The state planners passed their decisions down to
factories, and allocated to them raw materials,
workers, and other resources needed to produce
automobiles. Factories were then told how much they
should produce with these resources and who the final
products should be shipped to.
In country B, business owners decide what to produce, how
much to produce, and who to produce for. The CEO of Black
and Gold Audio, one of the leading audio producers in the
country, recently decided to increase production levels of
the country’s newest mp3 player, and at the same time
decrease production levels of their most popular CD player.
The reason for the emphasis on mp3 players is that demand
for CD players has decreased dramatically as mp3
technology has taken over the market.
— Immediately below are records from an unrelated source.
PR #1243, opened 2026-09-17
docs: name the three environment variables no document mentioned (#1229)

### LINKED ISSUE #1229: docs: CONTINUUM_MCP_SLIM silently deletes 9 of the 12 MCP tools and no document mentions it
## Summary

`src/continuum/mcp/server.py:1560` shrinks the server's tool surface when the variable is set:

```python
if os.environ.get("CONTINUUM_MCP_SLIM") == "1":
    keep = {"continuum_resume", "continuum_validate", "continuum_list_actions"}
    for name in list(server._tool_manager._tools.keys()):
        if name not in keep:
            del server._tool_manager._tools[name]
```

Because this runs inside `build_server`, every caller path that constructs a server honours it, not just the CLI entry point. The `## Environment variables` section of `docs/api/mcp.md:102` documents `CONTINUUM_MCP_ALLOW`, `CONTINUUM_MCP_MUTATING_CLIENTS` and `CONTINUUM_DB`, and does not mention it. In a deny-by-default project where the documented tool count (12, `README.md:362`) is part of the security posture, a variable that quietly removes 9 mutating tools belongs in that list, with a note on what a slim server can and cannot do.

Two smaller gaps of the same kind, worth folding into the same fix:

- `CONTINUUM_SIGNER_KEY` (`src/continuum/cli/main.py:3586`, error message at `:3588`, and the `--key` help at `:4208`) is the attestation key path override, documented only inside `--help` text. `references/attestation.md` is the natural home.
- `CONTINUUM_WEBHOOK_SECRET` (`src/continuum/recovery/notify.py:24`, `SECRET_ENV_VAR`) is the HMAC secret for webhook signatures. `docs/guides/webhooks.md:81` describes the signature scheme but never names the variable that supplies the key.

## Affected component

MCP server; Documentation.

## Severity

Minor inconvenience or cosmetic issue. Behaviour is correct; the gap is that an operator cannot discover the switch from the docs.

## System information

- Python: 3.13.5

```bash
grep -rn 'CONTINUUM_MCP_SLIM\|CONTINUUM_SIGNER_KEY\|CONTINUUM_WEBHOOK_SECRET' docs/ references/ README.md   # no hits
grep -rn 'CONTINUUM_MCP_SLIM' src/    # src/continuum/mcp/server.py:1560
```

## What a fix looks like

Add a `CONTINUUM_MCP_SLIM` entry to the `## Environment variables` list in `docs/api/mcp.md` stating that it reduces the surface to the three read-only-ish resume, validate and list_actions tools, and that it is off by default. Then document `CONTINUUM_SIGNER_KEY` in `references/attestation.md` and `CONTINUUM_WEBHOOK_SECRET` in `docs/guides/webhooks.md`. If the slim mode is intended as an internal or unsupported escape hatch rather than a supported configuration, the alternative fix is to say so explicitly at `server.py:1560` in a comment, so a reader does not assume it is load-bearing for a documented deployment shape.

abyyxhek:
## What

Three environment variables that change what a deployment exposes or verifies were discoverable only by reading source. In a deny-by-default project where the documented tool count (12) is part of the security posture, that is a real gap.

Closes #1229.

## The three variables

**`CONTINUUM_MCP_SLIM`** — checked inside `build_server`, so every caller path that constructs a server honours it, not just the CLI entry point. Set to `1` it removes nine of the twelve tools — every mutating one — leaving `continuum_resume`, `continuum_validate` and `continuum_list_actions`. I verified this against the live server:

```
slim tools: 3 ['continuum_list_actions', 'continuum_resume', 'continuum_validate']
```

Documented in the `## Environment variables` section of `docs/api/mcp.md`, with the note that it is not a security boundary on its own: it shrinks what a caller may ask for, but the allowlist is still what decides who may ask.

**`CONTINUUM_SIGNER_KEY`** — the attestation signing key when `--key` is absent; without either, the command refuses with "no signing key" rather than looking for a default. **`CONTINUUM_SIGNER`** — the signer name embedded in the document; nothing derives authority from it, so a verifier that cares about identity must still check `public_key`. Both were documented only inside `--help` text; added to `references/attestation.md` as a new `### Environment variables` subsection.

**`CONTINUUM_WEBHOOK_SECRET`** — the HMAC secret webhook signatures are keyed on. `docs/guides/webhooks.md` described the signature scheme in detail, including the constant-time comparison a receiver should use, without ever naming the variable that supplies the key. Added it, with the precedence (per-endpoint `secret` in the registry wins; the env var is the default for endpoints that declare none) confirmed against `src/continuum/recovery/webhooks.py:145` and `notify.py:59`.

Simply put, there is
more profit to be made in the mp3 market.
In country C, people rarely engage in market
transactions. For the most part, they don’t need to.
Families grow their own vegetables and raise their
own animals or hunt to get meat.
Certain times get tough for people in country C, like
when the winters are especially cold or animals
change their migration patterns.
For this reason, it is important that families stock up in
“good times” and develop relationships with
neighbors with whom they can share or trade.
In country D, business owners make most economic
decisions. As long as they abide by fair trade policies, they
can decide what to produce, how to produce and for whom
to produce without government intervention.
These decisions are made by business owners depending on
what happens in the market.
For example, a computer manufacturer recently developed a
new gaming system, but decided to wait until closer to the
holidays to release this system to the public because it
believed that anticipation among consumers would allow
the company to charge a higher price for the system.